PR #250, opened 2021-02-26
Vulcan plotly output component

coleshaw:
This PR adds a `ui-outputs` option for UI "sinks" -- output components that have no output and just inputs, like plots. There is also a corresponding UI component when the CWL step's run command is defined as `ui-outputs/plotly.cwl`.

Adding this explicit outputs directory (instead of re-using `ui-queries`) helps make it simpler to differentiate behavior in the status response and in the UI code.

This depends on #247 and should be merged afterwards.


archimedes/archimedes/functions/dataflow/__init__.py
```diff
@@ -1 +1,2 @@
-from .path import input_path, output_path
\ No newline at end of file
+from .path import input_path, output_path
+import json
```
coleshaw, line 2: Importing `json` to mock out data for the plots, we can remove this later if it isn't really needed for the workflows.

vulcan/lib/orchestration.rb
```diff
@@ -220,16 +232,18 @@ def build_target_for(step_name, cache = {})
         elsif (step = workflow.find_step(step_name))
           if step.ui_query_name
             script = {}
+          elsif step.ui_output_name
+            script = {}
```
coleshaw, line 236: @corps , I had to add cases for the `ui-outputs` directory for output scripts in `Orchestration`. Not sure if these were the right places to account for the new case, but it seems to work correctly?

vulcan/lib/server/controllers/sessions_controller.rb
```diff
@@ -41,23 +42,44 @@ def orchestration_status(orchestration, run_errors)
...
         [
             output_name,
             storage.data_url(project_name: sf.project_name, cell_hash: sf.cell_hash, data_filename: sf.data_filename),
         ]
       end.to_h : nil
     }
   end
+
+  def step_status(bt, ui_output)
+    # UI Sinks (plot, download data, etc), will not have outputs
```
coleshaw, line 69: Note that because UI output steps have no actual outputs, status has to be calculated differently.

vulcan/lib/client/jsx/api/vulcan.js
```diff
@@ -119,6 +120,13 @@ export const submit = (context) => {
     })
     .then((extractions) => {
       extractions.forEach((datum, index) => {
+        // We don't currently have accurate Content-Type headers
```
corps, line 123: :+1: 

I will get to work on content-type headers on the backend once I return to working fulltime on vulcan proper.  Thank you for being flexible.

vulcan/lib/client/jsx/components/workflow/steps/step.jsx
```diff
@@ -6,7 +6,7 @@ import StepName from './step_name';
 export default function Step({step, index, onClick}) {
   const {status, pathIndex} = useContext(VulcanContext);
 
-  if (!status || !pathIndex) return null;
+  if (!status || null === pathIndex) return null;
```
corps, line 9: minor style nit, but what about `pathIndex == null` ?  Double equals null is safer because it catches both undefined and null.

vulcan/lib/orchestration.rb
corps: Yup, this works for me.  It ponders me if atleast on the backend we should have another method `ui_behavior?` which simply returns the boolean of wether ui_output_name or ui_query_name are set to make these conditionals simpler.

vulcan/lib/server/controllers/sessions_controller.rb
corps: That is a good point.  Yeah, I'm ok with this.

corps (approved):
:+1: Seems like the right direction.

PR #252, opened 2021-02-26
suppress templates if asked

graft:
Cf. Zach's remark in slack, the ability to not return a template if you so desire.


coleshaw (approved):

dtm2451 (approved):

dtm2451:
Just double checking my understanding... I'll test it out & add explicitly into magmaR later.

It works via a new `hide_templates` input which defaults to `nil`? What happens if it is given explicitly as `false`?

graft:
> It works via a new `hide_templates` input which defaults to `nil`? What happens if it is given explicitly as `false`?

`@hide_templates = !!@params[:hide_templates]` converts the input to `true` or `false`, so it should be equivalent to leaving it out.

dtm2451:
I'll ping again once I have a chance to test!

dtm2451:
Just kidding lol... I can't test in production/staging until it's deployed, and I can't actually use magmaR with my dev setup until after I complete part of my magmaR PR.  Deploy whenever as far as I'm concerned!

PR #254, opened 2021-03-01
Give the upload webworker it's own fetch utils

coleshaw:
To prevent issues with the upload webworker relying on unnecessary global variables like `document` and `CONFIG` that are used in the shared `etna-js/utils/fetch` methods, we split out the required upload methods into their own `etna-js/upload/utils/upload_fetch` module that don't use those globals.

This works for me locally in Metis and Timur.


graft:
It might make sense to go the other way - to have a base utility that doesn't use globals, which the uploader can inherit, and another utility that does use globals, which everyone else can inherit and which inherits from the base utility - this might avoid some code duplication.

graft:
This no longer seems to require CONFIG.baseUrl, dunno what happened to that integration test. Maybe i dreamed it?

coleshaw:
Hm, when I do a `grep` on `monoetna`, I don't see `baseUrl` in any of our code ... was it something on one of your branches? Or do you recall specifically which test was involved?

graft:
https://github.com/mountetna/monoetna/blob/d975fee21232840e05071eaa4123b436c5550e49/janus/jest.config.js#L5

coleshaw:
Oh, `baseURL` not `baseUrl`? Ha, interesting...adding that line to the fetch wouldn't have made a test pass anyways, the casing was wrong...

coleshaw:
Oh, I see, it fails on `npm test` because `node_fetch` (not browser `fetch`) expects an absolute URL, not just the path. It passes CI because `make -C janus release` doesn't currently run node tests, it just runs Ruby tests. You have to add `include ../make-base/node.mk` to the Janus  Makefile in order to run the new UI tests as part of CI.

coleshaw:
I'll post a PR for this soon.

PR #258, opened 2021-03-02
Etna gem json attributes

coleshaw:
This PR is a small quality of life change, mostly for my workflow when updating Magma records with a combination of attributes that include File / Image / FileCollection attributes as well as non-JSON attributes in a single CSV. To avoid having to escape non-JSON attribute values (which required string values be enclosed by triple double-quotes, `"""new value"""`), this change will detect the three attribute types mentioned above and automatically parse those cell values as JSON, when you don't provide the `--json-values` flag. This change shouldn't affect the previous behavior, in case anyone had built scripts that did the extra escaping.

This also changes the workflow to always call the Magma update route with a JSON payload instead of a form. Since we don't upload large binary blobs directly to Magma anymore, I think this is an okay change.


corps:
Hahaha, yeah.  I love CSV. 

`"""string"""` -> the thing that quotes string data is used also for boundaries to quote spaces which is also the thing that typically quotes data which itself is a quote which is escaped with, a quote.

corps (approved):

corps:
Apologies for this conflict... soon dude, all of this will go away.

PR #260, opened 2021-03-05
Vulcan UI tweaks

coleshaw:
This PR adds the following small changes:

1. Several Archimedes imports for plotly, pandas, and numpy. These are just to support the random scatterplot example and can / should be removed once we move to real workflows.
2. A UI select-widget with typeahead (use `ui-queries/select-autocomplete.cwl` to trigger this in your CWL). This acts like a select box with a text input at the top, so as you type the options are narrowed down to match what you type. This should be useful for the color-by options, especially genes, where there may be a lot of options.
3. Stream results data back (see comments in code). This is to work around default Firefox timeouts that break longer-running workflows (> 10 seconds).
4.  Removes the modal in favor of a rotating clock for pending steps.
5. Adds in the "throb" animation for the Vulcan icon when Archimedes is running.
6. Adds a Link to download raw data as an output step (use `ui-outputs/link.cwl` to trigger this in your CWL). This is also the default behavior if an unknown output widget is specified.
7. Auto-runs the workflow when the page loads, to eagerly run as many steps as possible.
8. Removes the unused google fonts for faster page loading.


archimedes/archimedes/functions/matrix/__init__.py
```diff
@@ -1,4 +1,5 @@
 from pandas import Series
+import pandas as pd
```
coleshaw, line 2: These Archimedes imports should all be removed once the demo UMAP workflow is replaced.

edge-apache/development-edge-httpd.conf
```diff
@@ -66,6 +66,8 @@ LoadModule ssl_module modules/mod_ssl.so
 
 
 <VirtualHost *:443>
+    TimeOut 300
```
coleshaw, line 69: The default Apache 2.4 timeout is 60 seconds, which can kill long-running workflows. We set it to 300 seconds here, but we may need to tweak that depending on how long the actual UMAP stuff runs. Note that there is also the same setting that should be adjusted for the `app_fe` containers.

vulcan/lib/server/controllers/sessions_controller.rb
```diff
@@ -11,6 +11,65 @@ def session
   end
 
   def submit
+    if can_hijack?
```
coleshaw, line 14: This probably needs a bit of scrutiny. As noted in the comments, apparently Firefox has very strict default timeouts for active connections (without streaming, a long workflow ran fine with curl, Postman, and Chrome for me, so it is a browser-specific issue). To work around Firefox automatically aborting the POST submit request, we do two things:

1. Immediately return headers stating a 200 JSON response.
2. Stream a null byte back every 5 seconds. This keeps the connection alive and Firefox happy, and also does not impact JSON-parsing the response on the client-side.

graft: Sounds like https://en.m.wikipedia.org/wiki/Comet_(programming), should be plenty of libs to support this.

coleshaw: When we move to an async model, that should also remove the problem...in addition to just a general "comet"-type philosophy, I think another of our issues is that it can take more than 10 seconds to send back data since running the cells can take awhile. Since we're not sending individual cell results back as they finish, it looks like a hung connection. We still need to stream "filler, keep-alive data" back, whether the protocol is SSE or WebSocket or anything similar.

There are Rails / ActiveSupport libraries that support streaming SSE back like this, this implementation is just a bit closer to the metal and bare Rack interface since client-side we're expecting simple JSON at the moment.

········

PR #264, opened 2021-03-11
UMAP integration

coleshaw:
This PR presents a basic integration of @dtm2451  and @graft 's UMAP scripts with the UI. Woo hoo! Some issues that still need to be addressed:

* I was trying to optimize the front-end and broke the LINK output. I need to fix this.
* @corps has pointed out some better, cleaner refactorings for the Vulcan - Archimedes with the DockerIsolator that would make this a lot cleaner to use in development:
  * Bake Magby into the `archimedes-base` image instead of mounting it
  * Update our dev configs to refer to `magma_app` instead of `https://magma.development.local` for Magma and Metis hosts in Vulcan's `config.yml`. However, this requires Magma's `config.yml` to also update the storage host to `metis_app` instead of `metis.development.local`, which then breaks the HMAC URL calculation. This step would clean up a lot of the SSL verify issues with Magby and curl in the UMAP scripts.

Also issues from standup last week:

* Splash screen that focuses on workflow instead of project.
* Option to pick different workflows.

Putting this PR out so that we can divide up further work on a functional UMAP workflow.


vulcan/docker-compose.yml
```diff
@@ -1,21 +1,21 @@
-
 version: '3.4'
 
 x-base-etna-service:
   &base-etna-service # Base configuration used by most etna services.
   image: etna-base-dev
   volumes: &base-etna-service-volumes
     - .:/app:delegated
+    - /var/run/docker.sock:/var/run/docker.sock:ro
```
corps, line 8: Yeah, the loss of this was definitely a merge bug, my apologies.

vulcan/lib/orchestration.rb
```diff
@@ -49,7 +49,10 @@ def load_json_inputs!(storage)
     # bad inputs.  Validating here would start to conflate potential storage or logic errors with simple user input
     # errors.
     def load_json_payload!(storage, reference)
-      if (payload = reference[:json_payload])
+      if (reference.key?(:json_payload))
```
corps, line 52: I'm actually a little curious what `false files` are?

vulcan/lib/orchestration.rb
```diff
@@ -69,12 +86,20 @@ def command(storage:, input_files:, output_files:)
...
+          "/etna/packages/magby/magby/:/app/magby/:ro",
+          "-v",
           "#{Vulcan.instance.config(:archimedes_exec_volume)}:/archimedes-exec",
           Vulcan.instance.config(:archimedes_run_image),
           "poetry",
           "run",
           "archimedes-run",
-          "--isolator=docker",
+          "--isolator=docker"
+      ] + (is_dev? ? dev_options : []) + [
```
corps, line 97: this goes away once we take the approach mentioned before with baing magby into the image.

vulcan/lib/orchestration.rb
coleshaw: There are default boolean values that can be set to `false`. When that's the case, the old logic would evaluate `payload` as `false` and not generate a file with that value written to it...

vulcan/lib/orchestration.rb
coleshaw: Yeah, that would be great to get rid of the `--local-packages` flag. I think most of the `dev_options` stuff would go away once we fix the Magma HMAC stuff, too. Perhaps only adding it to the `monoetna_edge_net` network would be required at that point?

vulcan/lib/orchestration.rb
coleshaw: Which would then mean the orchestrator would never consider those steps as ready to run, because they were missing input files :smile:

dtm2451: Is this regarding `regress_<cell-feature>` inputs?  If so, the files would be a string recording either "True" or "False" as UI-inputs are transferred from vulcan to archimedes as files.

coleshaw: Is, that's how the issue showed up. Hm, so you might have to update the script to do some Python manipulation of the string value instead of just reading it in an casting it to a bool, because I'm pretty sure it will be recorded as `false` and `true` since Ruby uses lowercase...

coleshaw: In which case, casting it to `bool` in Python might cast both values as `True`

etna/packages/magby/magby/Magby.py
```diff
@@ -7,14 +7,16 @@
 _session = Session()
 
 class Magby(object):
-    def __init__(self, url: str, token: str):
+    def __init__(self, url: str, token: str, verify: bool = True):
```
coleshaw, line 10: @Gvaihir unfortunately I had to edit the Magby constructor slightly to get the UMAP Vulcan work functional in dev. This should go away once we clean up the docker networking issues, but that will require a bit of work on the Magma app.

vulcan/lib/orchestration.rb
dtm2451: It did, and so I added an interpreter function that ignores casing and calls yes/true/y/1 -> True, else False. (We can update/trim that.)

········

→ What is expected: Where a line of the material above holds the string "doesn", copy that line.

→ Answer for the task:
It might make sense to go the other way - to have a base utility that doesn't use globals, which the uploader can inherit, and another utility that does use globals, which everyone else can inherit and which inherits from the base utility - this might avoid some code duplication.
Oh, I see, it fails on `npm test` because `node_fetch` (not browser `fetch`) expects an absolute URL, not just the path. It passes CI because `make -C janus release` doesn't currently run node tests, it just runs Ruby tests. You have to add `include ../make-base/node.mk` to the Janus  Makefile in order to run the new UI tests as part of CI.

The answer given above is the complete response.